[EXERCISE] Take every line from the data that has the word "would" in it.
▬▬▬
Issue #9872, opened 2022-07-20
Update Drupal to 9.3.19


timcosgrove:
## Description
Security advisory: https://www.drupal.org/sa-core-2022-014 among others.

### CMS Team
Please check the team(s) that will do this work.

- [ ] `Program`
- [x] `Platform CMS Team`
- [ ] `Sitewide Crew`
- [ ] `⭐️ Sitewide CMS`
- [ ] `⭐️ Public Websites`
- [ ] `⭐️ Facilities`
- [ ] `⭐️ User support`

PR #9877, opened 2022-07-21
Vacms 9872 cleanup

timcosgrove:
## Description

Related to #9872 and also to https://github.com/department-of-veterans-affairs/va.gov-cms/pull/9595 which was previously merged. 

#9595 modified `docroot/sites/development.services.yml` to enable Twig debugging. However, this file is owned by Drupal core, and so every time Drupal core is updated, these changes would be removed by the drupal/core-composer-scaffold mechanism. These files came up as modified when I updated core to 9.3.19 today.

We want to allow people the option to enable or disable both the core-provided development services and also their own at will, without forcing that on them. We also want that enablement to be .gitignored. 

### Select Team for PR review

- [x] `Platform CMS Team`
- [ ] `Sitewide program`
- [x] `⭐️ Sitewide CMS`
- [ ] `⭐️ Public websites`
- [ ] `⭐️ Facilities`
- [ ] `⭐️ User support`


docroot/sites/default/default.settings.php
```diff
@@ -490,6 +490,29 @@
  */
 # $settings['file_public_path'] = 'sites/default/files';
 
+/**
```
timcosgrove, line 493: This change came in between Drupal 9.3.17 and 9.3.19.

docroot/sites/development.services.yml
```diff
@@ -4,9 +4,6 @@
 # 'example.settings.local.php' file, which sits next to this file.
 parameters:
   http.response.debug_cacheability_headers: true
-  twig.config:
```
timcosgrove, line 7: This is not in core, so drupal/core-composer-scaffold will remove it on every core update.

docroot/sites/default/settings/settings.local.php
```diff
@@ -44,6 +44,3 @@
 ];
 
 $settings['cms_datadog_api_key'] = getenv('CMS_DATADOG_API_KEY');
-
```
timcosgrove, line 47: Moved this to example.settings.personal.php.

.gitignore
```diff
@@ -59,6 +59,8 @@ node_modules/
 /docroot/sites/*/local.settings.php
 /docroot/sites/*/settings.local.php
 /docroot/sites/all/drush/drushrc.php
+/docroot/sites/default/settings/settings.personal.php
```
tjheffner, line 62: i guess i am unclear why need need `settings.personal.php` when settings.local.php is gitignored already two lines above. a recent change (i believe from @cweagans) has us using `sites/default/settings.local.php` (not inside the `settings/` directory for whatever reason

READMES/local.md
```diff
@@ -16,6 +16,12 @@ This occurs because Drupal checks and hardens file permissions under the setting
 
 ```$settings['skip_permissions_hardening'] = TRUE;```
 
+## Local development settings
+Common development settings shared for all local development are at `docroot/sites/default/settings/settings.local.php`. This is committed to the repo and shared for all engineers.
+
+Engineers can customize their local environment by creating a file at `docroot/sites/default/settings/settings.personal.php`. This file will be ignored by git. An example is provided at `docroot/sites/default/settings/example.settings.personal.php`. Drupal core also provides some common local development settings at `docroot/sites/default/example.settings.local.php`.
```
tjheffner, line 22: if you look at `example.settings.local.php` the directions are different from this for setting up local customizations. i think we should either consolidate around the one (imo, `settings.local.php`, which is used already) or update everything to `settings.personal.php`

docroot/sites/default/settings.php
```diff
@@ -185,6 +185,8 @@
   __DIR__ . '/settings/settings.deploy.active.php',
   // Local overrides
   __DIR__ . '/settings.local.php',
+  // Personal overrides for local development purposes.
+  __DIR__ . '/settings/settings.personal.php',
```
tjheffner, line 189: this is duplicating the line above, imo

docroot/sites/development.services.yml
dsasser: Good call on that, I completely forgot this was a Drupal owned file.

docroot/sites/example.vagov-dev.services.yml
```diff
@@ -0,0 +1,8 @@
+# Local development services.
```
dsasser, line 1: Personally, I prefer a filename format similar to the environment it will be used in. Something like `local.services.yml`.

Additionally, as devs may want to add/change development settings beyond the committed services settings, a git ignored `local-override.services.yml` in the same location would allow a dev to create such file without fear of it getting committed.

docroot/sites/default/settings/example.settings.personal.php
```diff
@@ -0,0 +1,27 @@
+<?php
```
dsasser, line 1: I prefer the naming convention: `example.settings.local.php`.

docroot/sites/default/settings/settings.local.php
timcosgrove: Still don't have a place for this.

timcosgrove: I think this doesn't need to be committed at all.

.gitignore
timcosgrove: Removed

docroot/sites/default/settings/example.settings.personal.php
timcosgrove: That one is provided by core, so we can't add to it. I removed this file entirely.

dsasser (approved):

PR #9878, opened 2022-07-21
VACMS-9514: Removes site_alert module.

### LINKED ISSUE #9514: Remove site alert module from codebase
After the site alert module has been uninstalled, we should remove it from composer and any references to site alert config/functionality should be updated as appropriate for the new module. Much of the information is likely to be relevant still, maybe a slightly different admin path or two for actually adding or managing alerts.

ndouglas:
Closes #9514.

Mostly documentation and Composer changes, no real technical QA needed.


composer.lock
```diff
@@ -27519,5 +27467,5 @@
     "platform-overrides": {
         "php": "7.4"
     },
-    "plugin-api-version": "2.3.0"
+    "plugin-api-version": "2.2.0"
```
swirtSJW, line 27470: Should this reversion be happening?  Seems unexpected.

swirtSJW (commented):
Changes look good except for maybe that sus change to the API version.

I also confirmed that this module has no hook uninstall so removal is good to go.

composer.lock
ndouglas: That's just metadata indicating which version of Composer last modified the lock file.  It's harmless for these to flip back and forth, at least at this time.  Whoever or whatever (looking at GHA) last ran Composer had 2.3.x installed, whereas I was on 2.2.9.  Probably not a bad idea for me to update, though, so I did 🤷🏻‍♂️

swirtSJW (approved):
This is good to go and can be merged right after conflict is resolved 
image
▬▬▬
[ANSWER FOR THIS EXERCISE]
#9595 modified `docroot/sites/development.services.yml` to enable Twig debugging. However, this file is owned by Drupal core, and so every time Drupal core is updated, these changes would be removed by the drupal/core-composer-scaffold mechanism. These files came up as modified when I updated core to 9.3.19 today.
Additionally, as devs may want to add/change development settings beyond the committed services settings, a git ignored `local-override.services.yml` in the same location would allow a dev to create such file without fear of it getting committed.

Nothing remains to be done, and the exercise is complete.